El gigante chino de vehículos eléctricos BYD está redoblando su apuesta por la tecnología de carga súper rápida para combatir la desaceleración de las ventas nacionales y atraer a los conductores que hasta ahora se han resistido a abandonar la gasolina, un movimiento destinado a afilar su ventaja en un mercado hipercompetitivo.
"La carga flash es muy importante para BYD porque resuelve la última barrera para la adopción de los vehículos eléctricos", afirmó Stella Li, vicepresidenta ejecutiva de la compañía, en una entrevista con Reuters. "Esto significa que ahora podemos competir con el mercado de la gasolina".
Las baterías de segunda generación de la empresa pueden cargarse del 20% al 97% en menos de 12 minutos, incluso en temperaturas frías, y pueden ofrecer una autonomía de conducción de 777 kilómetros (483 millas). Para respaldar la nueva tecnología, BYD planea un despliegue ambicioso de unas 20.000 estaciones de carga flash en China y 6.000 en el extranjero durante los próximos 12 meses.
El giro estratégico se produce mientras BYD, que superó a Tesla como el principal fabricante de vehículos eléctricos del mundo en 2025, enfrenta siete meses consecutivos de caída en las ventas nacionales. La desaceleración es el resultado de una feroz guerra de precios con rivales locales como Geely y Leapmotor, lo que ejerce presión sobre la posición que alguna vez fue inexpugnable del fabricante en China.
Tras un ascenso meteórico que lo llevó a superar a Volkswagen como el principal fabricante de automóviles de China en 2024, el dominio nacional de BYD está siendo desafiado. "No es que a BYD le esté yendo necesariamente mal", dijo Pedro Pacheco, analista de Gartner. "Pero estaban creciendo tan rápido que donde están ahora parece malo".
Mientras que el mercado local presenta desafíos, BYD se está expandiendo agresivamente en el extranjero.

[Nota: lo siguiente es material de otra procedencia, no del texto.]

PR #10989, opened 2026-05-04
fix(#10987): pass container ID to togglePassword on login page

### LINKED ISSUE #10987: Login password visibility icon does not update after toggling
## Description

Clicking the password visibility (eye) icon on the login page toggles the input type between `password` and `text`, but the icon itself does not update to reflect the current state.

https://github.com/user-attachments/assets/5f677ff4-c5d8-44e9-a658-54a00db70d0c

## Root cause

`api/src/public/login/script.js:264` calls `togglePassword` with only one argument:

```js
togglePassword(PASSWORD_INPUT_ID)
```

But `api/src/public/login/auth-utils.js:113` expects two arguments:

```js
const togglePassword = (passwordInputId, passwordContainerId) => {
    ...
    document.getElementById(passwordContainerId)?.classList.toggle('hidden-password');
};
```

Since `passwordContainerId` is `undefined`, the `hidden-password` CSS class on `#password-container` is never toggled, so the icon stays in its initial state.

The password reset page does this correctly (`password-reset.js:138`):
```js
togglePassword('password', 'password-container');
```

## Steps to reproduce

1. Navigate to the login page
2. Enter any text in the password field
3. Click the eye icon to show the password
4. Observe: the password text is revealed, but the icon still shows the "show password" state instead of switching to "hide password"

## Expected behavior

The icon should toggle between show/hide states when clicked, matching the password reset page behavior.

YASHSHARMAOFFICIALLY:
Fixes #10987

## Summary

- The login page called `togglePassword(PASSWORD_INPUT_ID)` with only one argument, but `auth-utils.js` expects two: `togglePassword(passwordInputId, passwordContainerId)`.
- Without the container ID, the `hidden-password` CSS class on `#password-container` was never toggled, so the show/hide icon stayed in its initial state even though the input type changed.
- Added `PASSWORD_CONTAINER_ID` constant and passed it as the second argument, matching how `password-reset.js` already does it.

## Test plan

- [ ] Navigate to the login page, enter text in the password field, click the eye icon — verify the icon toggles between show/hide states
- [ ] Verify the password reset page still toggles correctly


mrjones-plip (approved):
Thanks for the fix, confirmed working:

https://github.com/user-attachments/assets/46a92a8a-8d80-4436-a934-6ac8e3ab3444

PR #10990, opened 2026-05-04
fix(#10988): use JSON.stringify for manifest generation instead of lodash template

### LINKED ISSUE #10988: Generated web manifest is invalid when branding title contains JSON-special characters
## Description

The generated `manifest.json` becomes invalid JSON when the branding title contains double quotes, backslashes, or other JSON-special characters.

## Root cause

`api/src/templates/manifest.json:3` interpolates the branding name as raw text:

```json
"name": "{{ branding.name }}"
```

`api/src/services/manifest.js:14-17` renders this via Lodash `_.template` with the raw `interpolate` setting, so no escaping is applied. A branding name like `CHT "Community"` produces:

```json
"name": "CHT "Community""
```

which is invalid JSON. The same issue applies to `branding.icon` on line 9:

```json
"src": "/img/{{ branding.icon }}"
```

## Steps to reproduce

1. Set branding title to a string containing a double quote (e.g. `CHT "Community"`)
2. Restart the API server (or trigger manifest regeneration)
3. Fetch `/manifest.json`
4. Observe: the response is malformed JSON

## Impact

Broken `manifest.json` prevents PWA installability and may cause browser warnings. While branding names with quotes are uncommon, backslashes in icon filenames are more plausible.

## Suggested fix

JSON-escape the interpolated values before inserting them into the template, or build the manifest as a JavaScript object and use `JSON.stringify` to generate the output.

YASHSHARMAOFFICIALLY:
Fixes #10988

## Summary

- The `manifest.json` was generated using a lodash `_.template` with raw `{{ }}` interpolation. Branding names containing `"`, `\`, or other JSON-special characters produced invalid JSON, breaking PWA installability.
- Replaced the template approach with `JSON.stringify`, which handles all escaping correctly. This also removes the dependency on `lodash` and the `manifest.json` template file from the service.
- Added a test case that verifies a branding name with quotes and backslashes produces valid, parseable JSON.

## Test plan

- [x] All 3 manifest unit tests pass
- [ ] Set a branding name containing quotes (e.g. `CHT "Community"`) and verify `/manifest.json` returns valid JSON
- [ ] Verify PWA install prompt still works with a normal branding name

### DIFF
--- a/api/src/services/manifest.js
+++ b/api/src/services/manifest.js
@@ -2,19 +2,33 @@ const { promisify } = require('util');
 const fs = require('fs');
 const path = require('path');
 
-const _ = require('lodash');
-
 const resources = require('../resources');
 const brandingService = require('./branding');
 
 const webappPath = resources.webappPath;
 const MANIFEST_OUTPUT_PATH = path.join(webappPath, 'manifest.json');
-const TEMPLATE_PATH = path.join(__dirname, '..', 'templates', 'manifest.json');
 
 const writeJson = async (branding) => {
-  const file = await promisify(fs.readFile)(TEMPLATE_PATH, { encoding: 'utf-8' });
-  const template = _.template(file);
-  const json = template({ branding });
+  const manifest = {
+    start_url: './',
+    name: branding.name,
+    display: 'standalone',
+    background_color: '#323232',
+    theme_color: '#323232',
+    icons: [
+      {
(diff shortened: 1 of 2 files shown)


andrablaj:
Hi @YASHSHARMAOFFICIALLY , thanks for opening the issue and the PR.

Las ventas en Europa aumentaron un 270% en 2025, y crecieron un 156% a nivel mundial fuera de China en el primer trimestre de 2026. La empresa confía en alcanzar su objetivo de ventas en el extranjero de 1,5 millones de vehículos este año, después de alcanzar el millón en 2025. Para 2030, BYD aspira a que la mitad de sus ventas de coches nuevos provenga de los mercados internacionales.
Un foso defensivo basado en las baterías
BYD considera que su avanzada tecnología de baterías es un diferenciador clave y un "fuerte foso defensivo", según Li. Al abordar el persistente problema de los largos tiempos de carga —una de las principales razones de la duda de los consumidores—, la empresa espera ganarse a un nuevo segmento del mercado que anteriormente era fiel a los motores de combustión interna.
Para los inversores, el enfoque de BYD en la infraestructura de carga representa una apuesta intensiva en capital para asegurar una cuota de mercado a largo plazo. Aunque las acciones de la compañía han caído un 25% desde su máximo en mayo de 2025, el éxito de esta red global de carga será un factor crítico para justificar su valoración frente a rivales de vehículos eléctricos como Tesla y fabricantes tradicionales. La capacidad de la empresa para ejecutar este ambicioso plan de infraestructura determinará si puede convertir su rápido crecimiento en el extranjero en una presencia global sostenible.
Este artículo es solo para fines informativos y no constituye asesoramiento de inversión.